The error response parameters are the following:
- error - REQUIRED. The error code.
- error_description - OPTIONAL. A human-readable UTF-8 encoded text description of the error.
The response parameters are added to the query component of the redirection URI.
The following is a non-normative example. Line wraps after the second line are for the display purposes only.
HTTP/1.1 302 Found
Location: https://client.example.com/openid_connect_login?
error=end_user_cancelled
&error_description=The%20end%20user%20refused%20to%20select%20an%20OIDC%20server
Modification to existing Client
Modifications to Client Configuration
The configuration of the filter would change by adding a OIDCServers property to the Client containing a map of OIDC servers, and a AccountChooserURI to denote the URI of the Account Chooser like so:
<bean id="openIdConnectAuthenticationFilter"
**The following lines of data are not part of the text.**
PR #4579, opened 2017-10-05
Remove ThreadSanitizer warnings 

### LINKED ISSUE #4544: A ThreadSanitizer warning in the `eth` command
On version 3d6eb1fb26ea5c93c66bb380070f5347ec78974f, `eth/eth` shows the following warning

```
==================
WARNING: ThreadSanitizer: data race on vptr (ctor/dtor vs virtual call) (pid=11157)
  Write of size 8 at 0x7ba400000000 by main thread:
    #0 EthashClient /home/yh/src/cpp-ethereum/libethashseal/EthashClient.cpp:57 (discriminator 1) (eth+0x774982)
    #1 WebThreeDirect /home/yh/src/cpp-ethereum/libwebthree/WebThree.cpp:59 (discriminator 1) (eth+0x7ed672)
    #2 main /home/yh/src/cpp-ethereum/eth/main.cpp:929 (discriminator 1) (eth+0x502e7f)

  Previous read of size 8 at 0x7ba400000000 by thread T5:
    #0 dev::eth::Client::rejigSealing() /home/yh/src/cpp-ethereum/libethereum/Client.cpp:580 (eth+0x66b592)
    #1 dev::eth::Client::doWork(bool) /home/yh/src/cpp-ethereum/libethereum/Client.cpp:669 (eth+0x667c56)
    #2 dev::eth::Client::doWork() /home/yh/src/cpp-ethereum/libethereum/Client.h:237 (eth+0x67537e)
    #3 non-virtual thunk to dev::eth::Client::doWork() /home/yh/src/cpp-ethereum/libdevcore/../libethereum/Client.h:? (eth+0x6753c0)
    #4 dev::Worker::workLoop() /home/yh/src/cpp-ethereum/libdevcore/Worker.cpp:131 (eth+0x80ff30)
    #5 operator() /home/yh/src/cpp-ethereum/libdevcore/Worker.cpp:59 (eth+0x81045f)
    #6 void std::_Bind_simple<dev::Worker::startWorking()::$_0 ()>::_M_invoke<>(std::_Index_tuple<>) /usr/bin/../lib/gcc/x86_64-linux-gnu/6.3.0/../../../../include/c++/6.3.0/functional:1390 (discriminator 2) (eth+0x8102d9)
    #7 std::_Bind_simple<dev::Worker::startWorking()::$_0 ()>::operator()() /usr/bin/../lib/gcc/x86_64-linux-gnu/6.3.0/../../../../include/c++/6.3.0/functional:1380 (eth+0x810289)
    #8 std::thread::_State_impl<std::_Bind_simple<dev::Worker::startWorking()::$_0 ()> >::_M_run() /usr/bin/../lib/gcc/x86_64-linux-gnu/6.3.0/../../../../include/c++/6.3.0/thread:197 (eth+0x81014d)
    #9 std::error_code::default_error_condition() const ??:? (libstdc++.so.6+0xbb83e)

  Location is heap block of size 20448 at 0x7ba400000000 allocated by main thread:
    #0 operator new(unsigned long) ??:? (eth+0x4edd73)
    #1 WebThreeDirect /home/yh/src/cpp-ethereum/libwebthree/WebThree.cpp:59 (eth+0x7ed609)
    #2 main /home/yh/src/cpp-ethereum/eth/main.cpp:929 (discriminator 1) (eth+0x502e7f)

  Thread T5 'eth' (tid=11440, running) created by main thread at:
    #0 pthread_create ??:? (eth+0x462346)
    #1 std::thread::_M_start_thread(std::unique_ptr<std::thread::_State, std::default_delete<std::thread::_State> >, void (*)()) ??:? (libstdc++.so.6+0xbbb54)
    #2 dev::Worker::startWorking() /home/yh/src/cpp-ethereum/libdevcore/Worker.cpp:44 (discriminator 1) (eth+0x80f900)
    #3 dev::eth::Client::init(dev::p2p::Host*, boost::filesystem::path const&, dev::WithExisting, boost::multiprecision::number<boost::multiprecision::backends::cpp_int_backend<256u, 256u, (boost::multiprecision::cpp_integer_type)0, (boost::multiprecision::cpp_int_check_type)0, void>, (boost::multiprecision::expression_template_option)0>) /home/yh/src/cpp-ethereum/libethereum/Client.cpp:126 (eth+0x6674bb)
    #4 Client /home/yh/src/cpp-ethereum/libethereum/Client.cpp:78 (eth+0x666e49)
    #5 EthashClient /home/yh/src/cpp-ethereum/libethashseal/EthashClient.cpp:56 (eth+0x774968)
    #6 WebThreeDirect /home/yh/src/cpp-ethereum/libwebthree/WebThree.cpp:59 (discriminator 1) (eth+0x7ed672)
    #7 main /home/yh/src/cpp-ethereum/eth/main.cpp:929 (discriminator 1) (eth+0x502e7f)

SUMMARY: ThreadSanitizer: data race on vptr (ctor/dtor vs virtual call) /home/yh/src/cpp-ethereum/libethashseal/EthashClient.cpp:57 (discriminator 1) in EthashClient
==================
```

pirapira:
This PR removes various ThreadSanitizer warnings.  Each commit deals with one or two warnings.

Fixes #4544.

### DIFF
--- a/libethereum/Client.h
+++ b/libethereum/Client.h
@@ -320,6 +320,9 @@ protected:
 
 	std::weak_ptr<EthereumHost> m_host;		///< Our Ethereum Host. Don't do anything if we can't lock.
 
+	std::condition_variable m_signalled;
+	Mutex x_signalled;
+
 	Handler<> m_tqReady;
 	Handler<h256 const&> m_tqReplaced;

class="org.mitre.openid.connect.client.OpenIdConnectAuthenticationFilter">
<property name="errorRedirectURI" value="/login.jsp?authfail=openid" />
<property name="authenticationManager" ref="authenticationManager" />
<property name="AccountChooserURI"
value="http://sever.example.com:8080/account-chooser" />
<property name="oidcServerConfigs">
<map>
<entry key="OIDC Server 1">
<bean class="org.mitre.openid.connect.client.OIDCServerConfiguration">
<property name="authorizationEndpointURI"
value="http://sever.example.com:8080/openid-connect-server/openidconnect/auth" />
<property name="tokenEndpointURI"
value="http://sever.example.com:8080/openid-connect-server/checkid" />
<property name="checkIDEndpointURI"
value="http://sever.example.com:8080/openid-connect-server/checkid" />
<property name="clientId"
value="someClientId" />
<property name="clientSecret" value="someClientSecret" />
</bean>
</entry>
<entry key="OIDC Server 2">
...
</map>
</property>
</bean>
In cases where the Account Chooser will not be used, the Client will be configured with authorizationEndpointURI, tokenEndpointURI, checkIDEndpointURI, clientId, and clientSecret as the Client is presently.